Из подъезда вышла женщина средних лет. Тяжелая, грузная, в черном платке на голове. Она была одета в бесформенное темное пальто, глаза красные. Похоже, что с момента гибели дочери она не спала. Эдмундсон знал из документов, что женщина всего на два года старше Анны — ей было 48 лет. Анна приблизилась к ней и протянула букет.
— Мне очень жаль. Примите мои соболезнования.
— Кто вы такая? — глухо спросила женщина, окидывая взглядом лощеную незнакомку.
— Я… Неважно, это букет от Мартина. Ему правда очень жаль.
— А ты его любовница, да?
— Простите? — Анна опешила. В полнейшей тишине толпа расступилась, пропуская женщину ближе к Анне. Через несколько секунд они оказались под одним зонтом.
— Тебе жаль? Правда? Ты разве не вздохнула с облегчением, что в твоей жизни стало неприятностей на одну меньше?
— Я понимаю ваше горе… — Анна попыталась отступить, но женщина не дала ей такой возможности, она сделала шаг вперед.
— Ни хрена ты не понимаешь. Ты живешь своей идеальной жизнью со своим прекрасным мужем, и каждое утро тебя просто разрывает от того, что сегодня ночью он трахал тебя, а не какую-нибудь малолетнюю дурочку. Правда же? И сюда ты приехала, чтобы показать свое превосходство, чтобы убедиться, что тебе повезло, а моей девочке нет.
— Вовсе…
— Заткнись. — Женщина вплотную приблизилась к Анне. — Мне не нужно твое гребаное сочувствие. Мне нужна моя дочь.
Она вырвала букет из рук Анны и отбросила его в лужу, плюнув на дорогой кашемировый свитер незнакомки.
Эдмундсон решил, что пришла пора вмешаться. В несколько шагов он решительно пересек улицу и подошел к женщине, мягко взял ее за рукав.
— Фру Бачински, кремация вашей дочери начнется через сорок минут. Вы же не хотите на нее опоздать, правда?
Женщина была сбита с толку — она смотрела на нелепого худого мужчину средних лет, от которого исходила какая-то смутная угроза.
— Ты кто такой?
Ее акцент стал намного заметнее, казалось, что в разговоре с Анной она держалась из последних сил, но они ее покинули. Мужчина потянулся за документами.
— Инспектор Эдмундсон. Полиция.
— А что здесь делает полиция? Что вы расследуете? Они что, спалили мою девочку?
В толпе послышался гул. Люди начали окружать Анну и Эдмундсона плотным кольцом.
— Нет, вовсе нет. Это было самоубийство. Дело закрыто. И эта женщина и ее муж совершенно ни при чем. Все, чего они хотели, — это сказать, что им действительно жаль.

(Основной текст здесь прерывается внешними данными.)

Issue #643, opened 2022-06-03
password reset link is broken in apex domain


donrestarone:
when the user tries to reset their password in the apex domain `example.com` the password reset link is incorrect (it points at `root.example.com` which results in a password reset token not valid error)

PR #670, opened 2022-06-07
[bug fix] password reset link is broken in apex domain

donrestarone:
addresses: https://github.com/restarone/violet_rails/issues/643

# acceptance criteria

1. password reset workflow works as expected in subdomain (`foo.example.com`)
2. password reset works as expected in apex domain (`example.com`)


donrestarone:
@alis-khadka since we dont have an email service setup for heroku-- 

I will promote this to staging as soon as I smoke test the app on heroku (if the app boots we are safe to promote)

alis-khadka:
> 2\. password reset works as expected in apex domain (`example.com`)

@donrestarone 
For apex domain, since the name is public (Apartment::Tenant.current), the url will be **public.example.com** instead of **root.example.com**

PR #678, opened 2022-06-07
[feature] add code editor to ExternalApiConnection

donrestarone:
# acceptance criteria

1. does not mutate/corrupt existing data when the form is rendered and submitted with no changes
2. renders existing data correctly


donrestarone:
@Pralish I tested this on Heroku and looks good, good to be promoted to staging

Issue #669, opened 2022-06-06
Logging not working on EC2


donrestarone:

donrestarone:
we added the 12 factor gem here: https://github.com/restarone/violet_rails/commit/6a1b891dc4204b2c44f56bf905978a14f8737d15

so the fact that we are not writing logs to files in production is expected: https://github.com/heroku/rails_12factor#rails-4-serve-static-assets


error reporting is working, but we will need to override the log behavior for it to actually write to disk.

PR #685, opened 2022-06-08
remove 12 factor gem to allow logging to disk

donrestarone:
addresses: https://github.com/restarone/violet_rails/issues/669

remove 12 factor gem, we have to make sure that we can still deploy to heroku without it-- the reason for removal is that it treats logs as event streams (we dont have an out-of-the-box solution for logging to stdout) and some clients need to write logs to disk


donrestarone:
Heroku deployment works without the 12 factor gem :+1:

Issue #655, opened 2022-06-04
add permission can_manage_files to decouple can_manage_web from file system access


donrestarone:
currently, only users with `can_manage_web: true` can access `Files`-- we want to add a new permission, can_manage_files that gate this access.

Issue #648, opened 2022-06-03
[Violet Rails Core]: Change scoping of api_clients and redirection after api_resource is deleted.


alis-khadka:
![image](https://user-images.githubusercontent.com/25191509/171900369-349076d8-21f9-4c28-8fba-e316c03fe41c.png)
In the above image, the url gives the indication that the displayed api_clients are under a specific api_namespace. But, we are displaying all the api_clients in this page.
```ruby
# GET /api_clients or /api_clients.json
  def index
    @api_clients = ApiClient.all
  end
```

And the redirect is wrong too (we should remove the view that is rendered on the redirect after the user deletes an API resource).

donrestarone:
https://api.rubyonrails.org/classes/ActionController/Redirecting.html#method-i-redirect_back

![Screenshot from 2022-06-06 20-50-01](https://user-images.githubusercontent.com/35935196/172272961-5228976f-512b-49bf-bc13-5d4e5b8421a2.png)

PR #686, opened 2022-06-08
[bug fix] remove 12 factor gem that was preventing logging on ec2, [feature] Change scoping of api clients and redirection after api resource is deleted, [bug fix] fix data discovery issue for ExternalApiClient in rake tasks (public schema is not being read), [feature] add permission can_manage_files to decouple can_manage_web from file system access

donrestarone:
## [bug fix] re-enable logging in EC2
addresses: https://github.com/restarone/violet_rails/issues/669

remove 12 factor gem, we have to make sure that we can still deploy to heroku without it-- the reason for removal is that it treats logs as event streams (we dont have an out-of-the-box solution for logging to stdout) and some clients need to write logs to disk

## [feature] Change scoping of api clients and redirection after api resource is deleted
addresses: https://github.com/restarone/violet_rails/issues/648

### acceptance criteria

1. lists API clients scoped to an API resource
2. after an API resource is destroyed it redirects to the correct place (not the API Resource #index, which should be removed)

## [feature] add permission can_manage_files to decouple can_manage_web from file system access

addresses: https://github.com/restarone/violet_rails/issues/655 

# acceptance criteria: 

1. after deployment file system access should be blocked for everyone
2. only users with permission can_manage_files should be able to access any view/action in `Files`
4. only users with permission can_manage_web can access `Layouts`, `Pages`, `Snippets`


donrestarone:
this fixed logging on `restarone.solutions` good to be promoted to production

donrestarone:
@alis-khadka this release candidate is ready for deployment! After monitoring overnight I will deploy tomorrow morning (5AM EST)

PR #687, opened 2022-06-08
[feature] Change scoping of api clients and redirection after api resource is deleted

donrestarone:
addresses: https://github.com/restarone/violet_rails/issues/648

# acceptance criteria

1. lists API clients scoped to an API resource
2. after an API resource is destroyed it redirects to the correct place (not the API Resource #index, which should be removed)


donrestarone:
testing is passing on Heroku @alis-khadka marking this as safe to promote to production

Issue #570, opened 2022-05-14
sanitize method/model definitions coming into Violet Rails of things like: Subdomain, Apartment, Tenant, switch, SomeModel.destroy_all, SomeModel.update_all, global_admin, can_manage_users


alis-khadka:
We are using 'eval(#custom code)' in our code.
We need to implement a way to scrub method/model definitions coming into Violet Rails of things like: Subdomain, Apartment, Tenant, switch, Subdomain.destroy_all, Subdomain.update_all, global_admin, can_manage_users, -- so we can open this upto platform developers on subdomains instead of whole systems (like how we have it now, because of this vulnerability).

donrestarone:
implement this as a before_save validation

donrestarone:
# external_api_clients => model_definition

https://github.com/restarone/violet_rails/blob/master/app/models/api_action.rb#L64-L67

PR #705, opened 2022-06-09
[feature] sanitize method/model definitions coming into Violet Rails of things like: Subdomain, Apartment, Tenant, switch, SomeModel.destroy_all, SomeModel.update_all, global_admin, can_manage_users

donrestarone:
addresses: https://github.com/restarone/violet_rails/issues/570

# acceptance criteria:

1. after deployment existing model definitions for ExternalAPIClient are not broken
2. user cannot perform dynamic programming in model definitions
3. user cannot escalate privileges in model definition
4. user cannot access other subdomains in model definition

### DIFF
--- a/app/models/api_action.rb
+++ b/app/models/api_action.rb
@@ -19,6 +19,8 @@ class ApiAction < ApplicationRecord
   has_rich_text :custom_message
 
   validates :http_method, inclusion: { in: ApiAction::HTTP_METHODS}, allow_blank: true
+  
+  validates :payload_mapping, safe_executable: true
 
   def self.children
     ['new_api_actions', 'create_api_actions', 'show_api_actions', 'update_api_actions', 'destroy_api_actions', 'error_api_actions']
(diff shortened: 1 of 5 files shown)


donrestarone:
@Pralish your feature is on its way to Heroku, lets use this as the base branch for this feature moving forward!

donrestarone:
@Pralish I am able to add malicious code to HTTP action in API Action:
Screen Shot 2022-06-09 at 6 50 08 AM

Pralish:
@donrestarone , Sorry about that. Here's the fix.

https://github.com/restarone/violet_rails/pull/706/

donrestarone:
@Pralish no worries! This is why we test manually as well-- deploying the latest change to Heroku now

donrestarone:
@Pralish privilege escalation is still possible: 

Screen Shot 2022-06-09 at 8 40 56 AM

PS: we should add test cases that explicitly block actions like this. Any privilege escalation (eg: changing any column that says `can_do_something: ` should be illegal)

donrestarone:
@Pralish thanks for the quick patch. This is working as expected.
Screen Shot 2022-06-09 at 12 07 30 PM
Screen Shot 2022-06-09 at 12 07 06 PM

I expect this to be part of a release candidate later today.

Issue #653, opened 2022-06-04
add subject to send_email API action, make subject / body dynamic, expose API entities in context


donrestarone:
Currently the email address and body are hard coded. The goal of this task is to add a subject as well and make both the subject and body dynamic so we can use Ruby-style string interpolation using `#{}`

Женщина несколько секунд мерила Эдмундсона взглядом. Молодая девушка — полная, в черном платке — взяла ее за руку и потянула к подъехавшему микроавтобусу, который должен был отвезти их в крематорий. И хотя по католической традиции тело необходимо было предать земле, в последний момент мать решила, что все должно быть, как этого хотела Рита. Она должна стать пеплом. Толпа загрузилась в автобус, а Анна так и стояла под зонтом, не замечая, что ее обувь полностью промокла, и не решаясь уйти. Инспектор повернулся к ней.
— Вы в порядке?
— Спасибо, — прошептала Анна и почувствовала, что ее колотит крупная дрожь.